The complex nature of the work that Micronics is doing is in the testing of the boards. The precision testing and the quality assurance that the boards function properly is the reason why Micronics charges a premium for the finished boards. Despite its complexity, testing without other complex operations will not result in a substantial transformation. (See HQ 712193, February 12, 1980, (80-227). When part of a series of other operations, Customs has ruled that testing will contribute to establishing a substantial transformation. We do not believe that the assembly of one component onto the motherboards is such a complex operation. We do not agree that because the boards could be sold without the extensive testing means that the boards were substantially transformed as result of the testing. The other operations such as jumper setting and dip switch setting that Micronics is performing may require some knowledge and training but they are not especially complex.

Micronics argues that under the principle set forth in Data General Corp. v. U.S., 4 CIT 182 (1982), the implanting of the CPU on the motherboard would substantially transform the board. In Data General, the Court of International Trade held that a PROM (programmable read-only memory) fabricated in a foreign country but programmed in the United States for use in a computer circuit board assembly was substantially transformed.
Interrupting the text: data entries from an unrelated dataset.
PR #5420, opened 2019-02-12
Misc small css fixes

Gwenwyfar:
... and a language one that sneaked in :P

### DIFF
--- a/Themes/default/css/index.css
+++ b/Themes/default/css/index.css
@@ -3449,7 +3449,7 @@ ul.post_options li {
 }
 #moderationbuttons_strip {
 	float: left;
-	margin: 4px 0 4px -4px;
+	margin: 4px 0;
 }
 #moderationbuttons ul li {
 	padding: 0 6px 4px 0;
--- a/Themes/default/css/index.css
+++ b/Themes/default/css/index.css
@@ -3394,7 +3394,7 @@ ul.post_options li {
 #post_draft_options .settings strong {
 	color: #555;
 }
-#post_confirm_strip /* < That may be deprecated. */, #shortcuts {
+#post_confirm_buttons, #shortcuts {
 	padding: 12px 0;
 }
 #post_confirm_buttons .smalltext {
--- a/Themes/default/css/index.css
+++ b/Themes/default/css/index.css
@@ -677,7 +677,6 @@ img.sort, .sort {
 	display: inline-block;
 	margin: 0 2px 0 1px;
 	font-size: 0.9em;
-	line-height: 1.9em;
 }
 /* Disable default focus outlines */
 .dropmenu a {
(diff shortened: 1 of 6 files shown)


SychO9:
could you also add a fix for this ?
there's an issue with the z-index set on **.popup_window**, it's value is **99** in *index.css*, but it's meant for mobile, that should be moved to *responsive.css* as it's creating issues like this

zindex

Gwenwyfar:
Will need to make a small change for mobile for the boardindex fix, but I'll wait until the responsive file revision is merged. 

And the menu fix is more of a placeholder, there's more to fix in the menu. Better do it all in one go.

Gwenwyfar:
The main idea was to remove the text shadow (it looks very bad inside selected text), but it looks like removing text shadow  also removes color for some weird reason, so I took the chance to add custom colors as well. Should keep it consistent and nicely contrasted with the theme. We can tweak the colors if needed.

Themes/default/css/index.css
```diff
@@ -735,6 +740,9 @@ img.sort, .sort {
 #main_menu {
 	margin: 0 0 4px 0;
 }
+#main_menu .popup_window, #main_menu .popup_container {
+	z-index: unset;
```
SychO9, line 743: This doesn't quiet fix it though :p, the point of having the z-index on popup container is because on mobile it's needed, just not needed on desktop, so just removing it from line and adding it to responsive.css would fix it

But I just remembered you probably don't want to edit responsive.css right now :/ so ..

**Edit**: nevermind I wasn't properly testing, just gotta remove z-index: 5; from 2659, since it's already set on responsive.css

Gwenwyfar: Yeah, was avoiding editing responsive.css.

Hmm, it looked ok on my testing. I'll give it a better look. And since Sesq is merging the responsive PR soon so we can get back to meddling with it :)

Gwenwyfar: Checked again and still looks ok. You use chrome, right? It normally has a different idea of how to work with z-index.

smfbigguy: This is how it looks on my site.
screenshot_2019-02-28 start new topic

Gwenwyfar: What browser/version is that? I just tested on chrome and it also looks ok. But I see you have not added the latest changes of this PR, the popup should be small as well.

SychO9: Well it looks okay on desktop but not on mobile, here's what I mean
onmob
Best way of fixing this is to remove **z-index: 99;** from **.pupup_window** and **_z-index: 5;_** from **_.popup_container_** in **index.css**, removing those doesn't affect the mobile view since those values are already set in **responsive.css**

and of course reverting the css change above

smfbigguy: Firefox65 64 bit

Gwenwyfar:
After the longer time away from SMF and with the time I've had to think things over, it's time I moved on.

Some things have changed for the better since I left, but there's such a huge gap to go that I don't want any further involvement. Good luck for everyone. Maybe some day if things change enough, I might consider returning; but right now, that day is only a distant possibility.

I'm going to close my open PRs because I don't want them in my list anymore, but anyone is free to copy them and submit as their own. Sarabada.

PR #5423, opened 2019-02-13
bbc_html permission fixes

### LINKED ISSUE #5417: Permissions error, html bbc
#### Description
From #5351 
```
Subquery returns more than 1 row
File: C:\Apache24\htdocs\Upgrader\Sources\ManagePermissions.php
Line: 2369
```

### Steps to reproduce
1. Create two membergroups with independant permissions
2. Give each group permission to admin forum **or** mange groups **or** manage perms
3. Go to manage permissions page

- Version/Git revision: 2e48b89

Sesquipedalian:
- Fixes #5417 
- Closes some loopholes that could have allowed membergroups to keep the bbc_html permission after the prerequisite permissions were taken away.

### DIFF
--- a/Sources/ManagePermissions.php
+++ b/Sources/ManagePermissions.php
@@ -2387,7 +2387,7 @@ function loadIllegalBBCHtmlGroups()
  */
 function removeIllegalBBCHtmlPermission($reload = false)
 {
-	global $context;
+	global $context, $smcFunc;
 
 	if (empty($context['permissions_excluded']['bbc_html']) || $reload)
 		loadIllegalBBCHtmlGroups();
--- a/Sources/ManagePermissions.php
+++ b/Sources/ManagePermissions.php
@@ -614,6 +614,7 @@ function SetQuickGroups()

However, the PROMs in the Data General, are distinguishable from the motherboards that Micronics is importing in that the PROM can be programed for many uses while the motherboards by virtue of the integrated circuits on the board can be used only as CPU motherboards and cannot perform any other function. By programing the PROM, Data General was assigning a use to it, while the use of the motherboard has already been determined when Micronics imports it. Again, simply because the boards cannot function until the CPU chip is installed does not mean that the use has changed.

Micronics also pointed out that the implanting of the CPU results in a change in tariff classification. A change in a tariff classification, while supportive of a substantial transformation does not itself demonstrate that the processing has resulted in a substantial transformation. See Belcrest Linens v. United States 6 CIT 204 ---F.Supp. (1983), aff'd 2 Fed.Cir. 105, 741 F.2d 1368 (1984), concerning the change in tariff classification consideration. See also HQ 734091, June 2, 1991. In view of the fact that this is merely an assembly operation of just two components, we find that the shift in tariff classification is not conclusive of a substantial transformation.

Similarly, an increase in value does not automatically indicate that there is a substantial transformation. See National Hand Tool Corp. v. United States, Slip Op. 92-61 (April 27, 1992), aff'd, 989 F.2d 1201 (1993). Moreover, a great deal of the value comes from the development and manufacture of the CPU and not its mounting on the board.

Accordingly, we find that the motherboards are not substantially transformed by the implanting of the CPU on the board. Therefore, the board must be marked to indicate its country of origin. It is acceptable to indicate the origin of the CPU chip and that the final assembly and testing of the board is done in the United States as long as it is in compliance with the requirements of 19 CFR 134.46 that the country of origin marking is in close proximity, of a comparable size, preceded by made in, product of, or other words of similar meaning to the U.S. reference. Moreover, if a CPU of foreign origin is used, then the country of origin of the CPU must be also disclosed.


The imported motherboards are not substantially transformed by the implanting of the CPU, testing and other processing that is performed on the boards in the United States.